Cross Linguistic Influences in Third Language Syntactic Processing
Thematic Section:
Modulators of cross-language influences in learning and processing
cross-language influence, transfer, immersion, morpho-syntax, lexicon
Nawras Abbas, University of Haifa, Haifa, Israel
Tamar Degani, University of Haifa, Haifa, Israel
Anat Prior, University of Haifa, Haifa, Israel
We investigated interaction among the languages of multilingual speakers, and the degree to which processing of one language relies on knowledge of other languages (i.e., cross-linguistic influence, CLI). Specifically, it is as yet unsettled in the literature whether L3 processing is modulated by CLI from the L1, the L2 or both. The current study investigated this issue in morpho-syntactic processing, and tested whether CLI is similar in online and offline measures. The study focused on syntactic processing of English as an L3 among Arabic-Hebrew-English university student trilinguals (n=44). Importantly, both L1 (Arabic) and L2 (Hebrew) of participants are typologically distant from L3 (English), which allows overcoming confounds of previous research. The performance of trilinguals was compared to that of native English monolingual controls (n=37). Participants read grammatical and ungrammatical sentences in English while their eye-movements were recorded. Sentences included morpho-syntactic structures in English which differed from L1, from L2 or from both L1 & L2. Participants also performed grammaticality judgements on each sentence (offline measure).

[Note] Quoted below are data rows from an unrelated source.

PR #12701, opened 2024-03-18
Fix Screenshot Tests

alperozturk96:


app/src/main/java/com/owncloud/android/ui/dialog/SslUntrustedCertDialog.java
```diff
@@ -76,9 +76,7 @@ public static SslUntrustedCertDialog newInstanceForEmptySslError(SslError error,
         if (error == null) {
             throw new IllegalArgumentException("Trying to create instance with parameter error == null");
         }
-        if (handler == null) {
```
alperozturk96, line 79: null control already exists for usage of handler. For screenshot tests no need to pass SslErrorHandler. Mockito throws error for it.

app/src/androidTest/java/com/owncloud/android/ui/trashbin/TrashbinActivityIT.kt
```diff
@@ -60,7 +61,7 @@ class TrashbinActivityIT : AbstractIT() {
             sut.trashbinPresenter = TrashbinPresenter(trashbinRepository, sut)
             sut.runOnUiThread { sut.loadFolder() }
             shortSleep()
-            screenshot(sut)
+            screenshot(sut, UUID.randomUUID().toString())
```
tobiasKaminsky, line 64: I fear a random name will not work, as then the recorded screenshot has always a different name than the original one.
What about giving them a fixed name: "TrashbinActivityIT_normalUser"?

This is what usually is done automatically, but I assume due to usage of scenario this does not work.

AndyScherzinger:
❗ REBASED ❗

alperozturk96:
Out of date due to conflicts

Issue #12596, opened 2024-02-24
Automatic Upload is prepared


LunaticTazz:
### ⚠️ Before posting ⚠️

- [X] This is a **bug**, not a question or an enhancement.
- [X] I've [searched for similar issues](https://github.com/nextcloud/android/issues) and didn't find a duplicate.
- [X] I've written a clear and descriptive title for this issue, not just "Bug" or "Crash".
- [X] I agree to follow Nextcloud's [Code of Conduct](https://nextcloud.com/contribute/code-of-conduct/).

### Steps to reproduce

Set up Automatic Upload for in total four folders.
From time to time a notification is present on Android, that the automatic upload is prepared (German version "Automatisches Hochladen wird vorbereitet"). A progress bar is at min, the message disappears after a while and is retriggered from time to time. According to Android it pops up about 80 times a day.
Mobile background data is allowed, but uploads are only allowed on a WiFi network.
In addition to this, mobile data is consumed, but no files seem to be uploading. There's no files in the upload queue, there is nothing arriving on the server.
It is unknown to me, which files caused this behavior, but it's also present with only the photo folder being on automated upload (the other three have been deactivated).

### Expected behaviour

Wait for WiFi to upload the files and be quiet if there is nothing to upload. No usage of mobile data.

### Actual behaviour

Constant notifications, decreased battery life and mobile data consumption.

### Android version

Android 11

### Device brand and model

moto G 5G

### Stock or custom OS?

Stock

### Nextcloud android app version

3.28.0

### Nextcloud server version

26.0.10

### Using a reverse proxy?

No

davidcrds:
I have the same issue on Android 14 (S22+). Auto Upload still works fine, but it keeps trying to do something which drains battery. 

Running Nextcloud AIO currently on Version 27.1.5 on the Server.

kadrim:
I have the same issue. It appeared a few days ago, most probably due to an update of the android app

- samsung note 9
- android 10
- nextcloud server 28.0.2

steel-moose:
Same issue here.

- android 9
- nokia 8 (HMD TA-1004)
- version 3.28.0
- nextcloud snap 27.1.6

Seems to be draining the battery much faster.

regs01:
Also stuck for over almost a day now.
<img width="712" alt="firefox_2024-02-25_19-36-18" src="https://github.com/nextcloud/android/assets/10468217/eb7a9cce-cbe1-462a-9fc3-9bc7b2cd5d69">

[...]

PR #12719, opened 2024-03-21
Try to only process changed files for auto upload

JonasMayerDev:
Initiated by https://github.com/nextcloud/android/issues/12596 the idea was to reduce the times the full file system scan for changed files for auto upload is needed. This PR adds that when ever ContentObserverWorker detects media files (so only images and videos) change, the FilesSyncWorker does not go through every file in the corresponding folders. Now it only checks which sync folder (if any) the file belongs to and only enqueues this file for upload.   

## Test this PR
To test this functionality, one can set up the camera folder as an auto upload folder and take pictures. The upload of the file should start after about at most 15s automatically in the background. 

This behavior is the same as before, but it now should take less time for especially large media folders, and it does not use a foreground worker for the sync worker. 

## Known Issues
Sometimes some changes are not detected when too many changes happen one after another and the upload of those files stops until the app is opened. So sometime files are missing from upload. Though this is not optimal, it seems like this is an issue with the content observer worker. As we not really rely on this functionality (a full file system scan is still scheduled every 15 min) I think this is still better than the functionality before. So this functionality should rather be seen as a bonus that uploads files faster if it works but if not there is still a fallback.    

### DIFF
--- a/app/src/androidTest/java/com/nextcloud/client/jobs/BackgroundJobManagerTest.kt
+++ b/app/src/androidTest/java/com/nextcloud/client/jobs/BackgroundJobManagerTest.kt
@@ -214,7 +214,7 @@ class BackgroundJobManagerTest {
         fun job_is_unique_and_replaces_previous_job() {
             verify(workManager).enqueueUniqueWork(
                 eq(BackgroundJobManagerImpl.JOB_CONTENT_OBSERVER),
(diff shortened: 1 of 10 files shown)


alperozturk96 (approved):
Tested on Android 14 and Android 7.1.1 working.

AndyScherzinger (approved):

PR #12736, opened 2024-03-25
Fix Upload Problems For Encrypted Folder

alperozturk96:


JonasMayerDev (approved):
After quick test, upload still has bugs (on master and in this PR) (will report as new issues) but definitely works better than before.

alperozturk96:
Duplication [of](https://github.com/nextcloud/android/pull/12796)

Results demonstrate that interference in L3 processing can come from either the L1 or the L2, but the patterns of interference varied across measures. In the offline measures, we found significant interference effects from all three critical conditions, whereas online measures showed only interference from either the L1 or L2 individually, specifically in early-stage reading measures. These findings suggest that during L3 processing the multilingual language system is fully interactive, but also suggest that knowledge in L1 and L2 may not interact with L3 processing in the same way. Finally, divergence between online and offline measures suggests that online measures reflect mainly automatic activation, whereas offline judgements might also involve strategic and meta-linguistic decision making.